In contrast to animal cells, the inositol 1,4,5-trisphosphate receptor of Trypanosoma cruzi (TcIP₃R) localizes to acidocalcisomes instead of the endoplasmic reticulum. Here, we present evidence that TcIP₃R is a Ca²⁺ release channel gated by IP₃ when expressed in DT40 cells knockout for all vertebrate IP₃ receptors, and is required for Ca²⁺ uptake by T. cruzi mitochondria, regulating pyruvate dehydrogenase dephosphorylation and mitochondrial O₂ consumption, and preventing autophagy. Localization studies revealed its co-localization with an acidocalcisome marker in all life cycle stages of the parasite. Ablation of TcIP₃R by CRISPR/Cas9 genome editing caused: a) a reduction in O₂ consumption rate and citrate synthase activity; b) decreased mitochondrial Ca²⁺ transport without affecting the membrane potential; c) increased ammonia production and AMP/ATP ratio; d) stimulation of autophagosome formation, and e) marked defects in growth of culture forms (epimastigotes) and invasion of host cells by infective stages (trypomastigotes). Moreover, TcIP₃R overexpressing parasites showed decreased metacyclogenesis, trypomastigote host cell invasion and intracellular amastigote replication. In conclusion, the results suggest a modulatory activity of TcIP₃R-mediated acidocalcisome Ca²⁺ release on cell bioenergetics in T. cruzi.

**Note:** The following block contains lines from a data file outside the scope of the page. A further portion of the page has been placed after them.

PR #3048, opened 2026-02-28
Add logic to discard echoed player input

GreatWyrm:
Many thanks to https://github.com/Term4/minestom-echo-fix/ for documenting the bug and outlining the fix.

## Proposed changes

Adds some logic to the sendPacketToViewersAndSelf to strip out certain parts of player metadata if we're currently processing player input and sending the metadata update packet to self. Also adds a ServerFlag to enable this behavior, by default nothing should change in the server logic.

## Types of changes

## Checklist

merging your code._

## Further comments

The tests have to be manually run, since they require the server flag to be set and the Properties class is only read once during startup. I can do some cursed reflection if needed to manually set the flag if that is desired.

### DIFF
--- a/demo/src/main/java/net/minestom/demo/Main.java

与动物细胞相比，克氏锥虫(TcIP ₃ R)的肌醇 1,4,5-三磷酸受体定位于酸钙体而不是内质网。在这里，我们提供的证据表明，当 TcIP 3 R在 DT40 细胞敲除所有脊椎动物 IP ₃受体时表达时，TcIP _{3 R 是一个由 IP 3}门控的 Ca ²⁺释放通道，并且是T. cruzi线粒体摄取Ca ²⁺所必需的，调节丙酮酸脱氢酶去磷酸化和线粒体 O ₂消耗，并防止自噬。定位研究揭示了它在寄生虫的所有生命周期阶段与酸钙体标记物的共定位。CRISPR/Cas9 基因组编辑对 TcIP ₃ R 的消融导致：a) O ₂消耗率和柠檬酸合酶活性降低；b) 减少线粒体 Ca ²⁺转运而不影响膜电位；c) 增加氨产量和 AMP/ATP 比率；d) 刺激自噬体形成，和 e) 培养形式（外鞭毛体）的生长和感染阶段（trypomastigotes）侵入宿主细胞的显着缺陷。此外，TcIP ₃R 过表达的寄生虫表现出减少的metacyclogenesis、trypomastigote 宿主细胞侵袭和细胞内无鞭毛体复制。总之，结果表明TcIP ₃ R 介导的酸钙体Ca ²⁺释放对T. cruzi细胞生物能量学的调节活性。